🤖 AI Summary
To address catastrophic forgetting in task-incremental reinforcement learning caused by poor control of large models, this paper proposes the Progressive Prompt-based Decision Transformer (P2DT). Methodologically, P2DT leverages a Transformer architecture integrated with prompt engineering and trajectory distillation, enabling cross-task knowledge consolidation without fine-tuning the backbone network. Its key contributions are: (1) a novel dynamic, expandable decision-token mechanism that supports continual policy evolution without parameter backpropagation; and (2) synergistic integration of offline RL trajectories and self-generated prompts for effective knowledge retention. Evaluated on multi-task RL benchmarks, P2DT achieves an average performance improvement of 37% over baselines while demonstrating strong scalability as the number of tasks increases.

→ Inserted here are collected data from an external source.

PR #196, opened 2022-02-11
feat: add .d.cts, .d.mts support

xiaoxiangmoe:


tests/testcases/multiple-entries-cjs/expected.d.ts
```diff
@@ -0,0 +1,8 @@
+// main-a.d.cts
+export { A } from './common.d-df0efa22.js';
```
Swatinem, line 2: I’m surprised why this is not `.cjs` then?

Swatinem (commented):
I remember some older typescript versions would actually treat it as an error when you provided a file extension. I also know at some point they relaxed that restriction and you now *can* put extensions, though I was not aware that you now have them for `.d.ts` files as well, and that the definition files actually point to the non-definition JS files.
Do you have a link to the docs that explain this?

tests/testcases/multiple-entries-cjs/expected.d.ts
xiaoxiangmoe: because default value of chunkFileNames is '[name]-[hash].d.ts'

src/transform/NamespaceFixer.ts
```diff
@@ -209,6 +218,7 @@ export class NamespaceFixer {
         code += `}`;
       }
 
+      code += ns.textBeforeCodeAfter ?? "";
       code += codeAfter;
```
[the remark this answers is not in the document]
xiaoxiangmoe: 😂 Do you have any idea about better naming?

xiaoxiangmoe:
> I remember some older typescript versions would actually treat it as an error when you provided a file extension. 

I test it in TypeScript 2.0.0. And it works well.

https://www.typescriptlang.org/docs/handbook/release-notes/typescript-2-0.html#module-identifiers-allow-for-js-extension

tests/testcases/multiple-entries-cjs/meta.js
```diff
@@ -0,0 +1,6 @@
+export default {
+  rollupOptions: {
+    input: ["main-a.d.ts", "main-b.d.ts"],
+    output: { entryFileNames: "[name].d.cts" },
```
xiaoxiangmoe, line 4: here only has entryFileNames

tests/testcases/multiple-entries-mjs/meta.js
```diff
@@ -0,0 +1,9 @@
+export default {
+  rollupOptions: {
+    input: ["main-a.d.ts", "main-b.d.ts"],
+    output: {
+      entryFileNames: "[name].d.mts",
+      chunkFileNames: '[name]-[hash].d.mts'
```
xiaoxiangmoe, line 6: here has chunkFileNames

tests/testcases/multiple-entries-mjs/main-a.d.ts
```diff
@@ -0,0 +1 @@
+export { A } from "./common";
```
Swatinem, line 1:
```suggestion
export { A } from "./common.mjs";
```

I wonder what happens when you also include the extension in the source here.

Swatinem (approved):
looks nice, lets worry about that naming another time :-D

But I am curious to see how this reacts to having extensions in the sources.

tests/testcases/multiple-entries-mjs/main-a.d.ts
Swatinem: Ah okay, lets move on with this solution then.

xiaoxiangmoe: I try `export { A } from "./common.js";` and it all works well in both rollup-plugin-typescript2 and rollup-plugin-dts.

xiaoxiangmoe:
@Swatinem Could you tell me when will this feature release? Should I publish a private version in our company's own npm registry?

Swatinem:
> Should I publish a private version in our company's own npm registry?

yes, that might be a good idea for now. I think I will hold off from releasing for now, I would like to maybe test-drive this myself and see how that works.
I also want to see what `tsc` actually does if I switch to `.mjs` extensions in the own codebase, though I’m not entirely sure that is well supported yet.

The approach significantly mitigates forgetting without compromising architectural efficiency or requiring model retraining.
📝 Abstract
Catastrophic forgetting poses a substantial challenge for managing intelligent agents controlled by a large model, causing performance degradation when these agents face new tasks. In our work, we propose a novel solution - the Progressive Prompt Decision Transformer (P2DT). This method enhances a transformer-based model by dynamically appending decision tokens during new task training, thus fostering task-specific policies. Our approach mitigates forgetting in continual and offline reinforcement learning scenarios. Moreover, P2DT leverages trajectories collected via traditional reinforcement learning from all tasks and generates new taskspecific tokens during training, thereby retaining knowledge from previous studies. Preliminary results demonstrate that our model effectively alleviates catastrophic forgetting and scales well with increasing task environments.